Aim of the exercise | The entire listing below must be written out word for word.

[Opening Task material section]

PR #1136, opened 2023-03-31
Fixed PyTorch version check in `sparse` module

Mystic-Slice:
## Description

The earlier check for torch version fails in the new major version. This fix solves the issue.

## Type of change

[Closing Task material section]

Task answer |
PR #1136, opened 2023-03-31
Fixed PyTorch version check in `sparse` module

Mystic-Slice:
## Description

The earlier check for torch version fails in the new major version. This fix solves the issue.

## Type of change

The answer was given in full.